§ TASK STATEMENT
Restrict the output to the lines below starting at the one that contains "PR #724, opened 2024-07-23" and ending at the one that contains "I had commented", and restate them word for word, both ends included.

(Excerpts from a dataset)
┏━━

PR #34, opened 2020-02-07
chore(repo): src/Parsec -> src/comp/Parsec

thoughtpolice:
This was actually already referred to as such in the COPYING file, so we
might as well clean up the `src` directory a bit and make that note
accurate.

This also removes the HTML copy of the Parsec license, since I believe
it's simply redundant.


quark17:
Parsec is now available as a library, so we should eliminate our snapshot (which is old) and update to use the current library.  I'd prefer to do that instead of these changes.

bpfoley:
...and in fact I'm working on that at the moment. I just need to figure out the parsec 2 -> 3 API changes :)

thoughtpolice:
That's totally fine with me! Unfortunately I can't help with Parsec 3 changes, it happened so long ago my foggy mind has forgotten all the changes. :)

I'd be more than happy to also help @bpfoley with any "Haskell modernization" attempts like this, e.g. re-using libraries like `parsec` where appropriate, and cleaning things up to use modern more modern features and libraries. Of course, for now, I'm working on packaging concerns, but this is also a very fruitful thing to do.

However, it'd be useful to think about what the toolchain/dependency requirements are; some dependencies will invariably imply limits on the toolchain and that's probably fine, it's just nice having everyone on the same page.

That should probably happen in a separate issue though. I'll close this one instead!

bpfoley:
Thank you, I appreciate it. See also #37

PR #721, opened 2024-07-21
bsc: remove use of `old-time`

thoughtpolice:
A long time coming (no pun.) This removes all uses of `old-time` from the compiler and replaces it with equivalents from `time`; eliminating a 3rd party dependency needed on top of GHC. Most of the translations are mechanical and rather straight forward.

At the same time, I also:

- Removed some extra use of `TimeInfo` in `SimBlocksToC`
- Removed all references to `ClockTime` (2 extra lines of code in `GenABin`)


src/comp/ABin.hs
```diff
@@ -49,7 +49,6 @@ data ABinModInfo =
         -- the name of the BSV package which defined this module
         abmi_src_name :: String,
         -- time when BSC was called to compile the .ba
```
quark17, line 51: This accompanying comment would need to be removed too

src/comp/Makefile
```diff
@@ -92,7 +92,7 @@ $(warning Building unoptimized to work around a bug in GHC 9.2.1)
 GHCOPTLEVEL ?= -O0
 endif
 
-GHC += -Wtabs -fmax-pmcheck-models=800
+GHC += -Wtabs -fmax-pmcheck-models=800 -freverse-errors
```
quark17, line 95: Does this GHC flag change belong in this PR?

src/comp/SimBlocksToC.hs
```diff
@@ -489,12 +489,15 @@ convertSchedules flags creation_time top_id def_clk def_rst sb_map ff_map
         get_creation_time = function (userType "time_t")
                                      (mkScopedVar "get_creation_time")
                                      []
-        (TimeInfo _ clock_time@(TOD t _)) = if (timeStamps flags)
-                                            then creation_time
-                                            else TimeInfo 0 (TOD 0 0)
-        time_str = calendarTimeToString (toUTCTime clock_time)
+
+        ( time_str, time_secs ) = case mcreation_time of
+          Nothing -> ( "1970-01-01 00:00:00 UTC", 0 )
```
quark17, line 494: Would it be better to create a `UTCTime` value representing this and call `show` on it?

src/comp/SimBlocksToC.hs
```diff
@@ -489,12 +489,15 @@ convertSchedules flags creation_time top_id def_clk def_rst sb_map ff_map
         get_creation_time = function (userType "time_t")
                                      (mkScopedVar "get_creation_time")
                                      []
-        (TimeInfo _ clock_time@(TOD t _)) = if (timeStamps flags)
```
quark17, line 492: Why did you remove the flag check from here and put it in the caller?

src/comp/bsc.hs
```diff
@@ -1339,10 +1339,14 @@ genModuleC errh flags dumpnames time0 toplevel abis =
        start flags DFsimBlocksToC
        let sb_map = M.fromList $ map (\sb -> (sb_id sb,sb))
                                      (simblocks_opt ++ primBlocks)
-           creation_time = time
```
quark17, line 1342: This adds the flag check that was removed from `simBlocksToC`.  But you also added a call to `getCurrentTime` -- what was your thinking for that?

src/comp/bsc.hs
```diff
@@ -1806,10 +1810,8 @@ cxxLink errh flags toplevel names creation_time = do
     unless (quiet flags) $ putStrLnF ("Simulation shared library created: " ++ soFile)
     -- Write a script to execute bluesim.tcl with the .so file argument
     let bluesim_cmd = "$BLUESPECDIR/tcllib/bluespec/bluesim.tcl"
-        (TimeInfo _ (TOD t _)) = creation_time
-        time_flags = if (timeStamps flags)
-                     then [ "--creation_time", show t]
-                     else []
+        time_flags = maybe [] (\t -> ["--creation_time", show t]) mcreation_time
```
quark17, line 1813: Ah, this explains why you moved the flag check: you unified two flag checks into one, which has to be done in the caller, and the `Maybe` result is passed to both places.

This use of `maybe` is less readable than the if-then-else, in my opinion.

quark17 (commented):
At the moment, BSC compiles with all versions of GHC back to 7.10.3 (which GHCUP still offers).  This PR will presumably restrict us to newer GHC versions -- but can you saw what that earliest GHC version is?  I attempted to build with 7.10.3 and got an error about `nominalDiffTimeToSeconds` not in scope, but actually I'm surprised that it didn't say that `Data.Time` doesn't exist, since that's not listed in the base -- so where is it coming from, and at what version?  Anyway, `nominalDiffTimeToSeconds` is available since 1.9.1 of `Data.Time` -- but where do I find what version is available to GHC versions, if not from the base version?

I haven't looked deeply at what you're doing, but have given some comments.  I see that some tests fail, for BSC and BDW.  Do you know what those are about?

Vekhir:
> At the moment, BSC compiles with all versions of GHC back to 7.10.3 (which GHCUP still offers). This PR will presumably restrict us to newer GHC versions -- but can you saw what that earliest GHC version is? I attempted to build with 7.10.3 and got an error about `nominalDiffTimeToSeconds` not in scope, but actually I'm surprised that it didn't say that `Data.Time` doesn't exist, since that's not listed in the base -- so where is it coming from, and at what version? Anyway, `nominalDiffTimeToSeconds` is available since 1.9.1 of `Data.Time` -- but where do I find what version is available to GHC versions, if not from the base version?

FYI, you can see the boot libraries shipped with each GHC version since 7.0.1 here: https://gitlab.haskell.org/ghc/ghc/-/wikis/commentary/libraries/version-history

Going to the `time` row shows that it was always shipped (1.2.0.3 in 7.0.1), so that's why `Data.Time` exists. However, GHC 7.10 only ships with `time 1.5.0.1`, so `nominalDiffTimeToSeconds` isn't available there; Only 8.8.1+ ship with `time 1.9.1` or later.

PR #724, opened 2024-07-23
Add a type class for showing values at elaboration time

krame505:
There isn't currently really a great way of printing out structured data at elaboration time for debugging purposes.  I made a type class `SShow` mirroring `CShow`, except that it generates a `String` instead of `Fmt` for printing at elaboration time.


quark17:
I had commented offline that it's unfortunate that this `SShow` library duplicates so much from `CShow` and wondered if one could be defined in terms of the other.  I think I suggested that a function from `Fmt` to `String` could be used to define `SShow`, but I think you responded by pointing out that non-runtime types like `List` wouldn't have `CShow` instances.  So then what about the other direction -- can we define `CShow` as just printing the string from `SShow`?  Or can the choice of `show` versus `$format` be abstracted out, to have a common underlying polymorphic implementation?  If not, this amount of redundancy isn't too bad, so I'm OK with accepting the PR as it is, if that's easiest.

FYI, I notice that there's no instance for the `Array` primitive -- is that possible to add?

quark17:
Oh, also, could you add a test case?

krame505:
There isn't a way to go from a runtime value to an elaboration-time `String`, either.  If we had a typeclass `StringLike` like in Haskell, we could maybe abstract out the generic bit for showing data/structs/vectors, but I'm not sure how to define the primitive instances in that approach.

krame505:
I added the `Array` instance and some test cases.

quark17:
@krame505 Hey, thanks for updating the PR.  However, in the future, can you update with rebase rather with a merge commit?  It shouldn't be a problem on this PR, since we'll probably squash merge it rather than preserve any commit history; but in general I'd like to avoid merge commits.

For accepting a PR, there are three options: create a merge commit; squash and merge; rebase and merge.  This week, I changed the settings for the BSC repo to disallow "Create a merge commit" for accepting PRs.  I also enabled the feature that displays an "Update branch" button on PRs -- perhaps that's what you used to update the PR?  There's a little pull-down arrow next to the button that lets you select the method for merging, either with a commit or by rebase.  Unfortunately, even though merge commits are disable for accepting PRs, the merge-commit option for updating the branch is still enabled, and is the default.  When updating a PR branch, if people could click the pull-down arrow and select "Update with rebase", that'd be appreciated.

krame505:
Sure, will do in the future.  Yes, I just hit "update branch" without thinking about whether it would rebase.  I agree this PR should probably just be squash merged anyway, so it doesn't matter in this case.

┗━━

§ ANSWER SPACE
PR #724, opened 2024-07-23
Add a type class for showing values at elaboration time

krame505:
There isn't currently really a great way of printing out structured data at elaboration time for debugging purposes.  I made a type class `SShow` mirroring `CShow`, except that it generates a `String` instead of `Fmt` for printing at elaboration time.


quark17:
I had commented offline that it's unfortunate that this `SShow` library duplicates so much from `CShow` and wondered if one could be defined in terms of the other.  I think I suggested that a function from `Fmt` to `String` could be used to define `SShow`, but I think you responded by pointing out that non-runtime types like `List` wouldn't have `CShow` instances.  So then what about the other direction -- can we define `CShow` as just printing the string from `SShow`?  Or can the choice of `show` versus `$format` be abstracted out, to have a common underlying polymorphic implementation?  If not, this amount of redundancy isn't too bad, so I'm OK with accepting the PR as it is, if that's easiest.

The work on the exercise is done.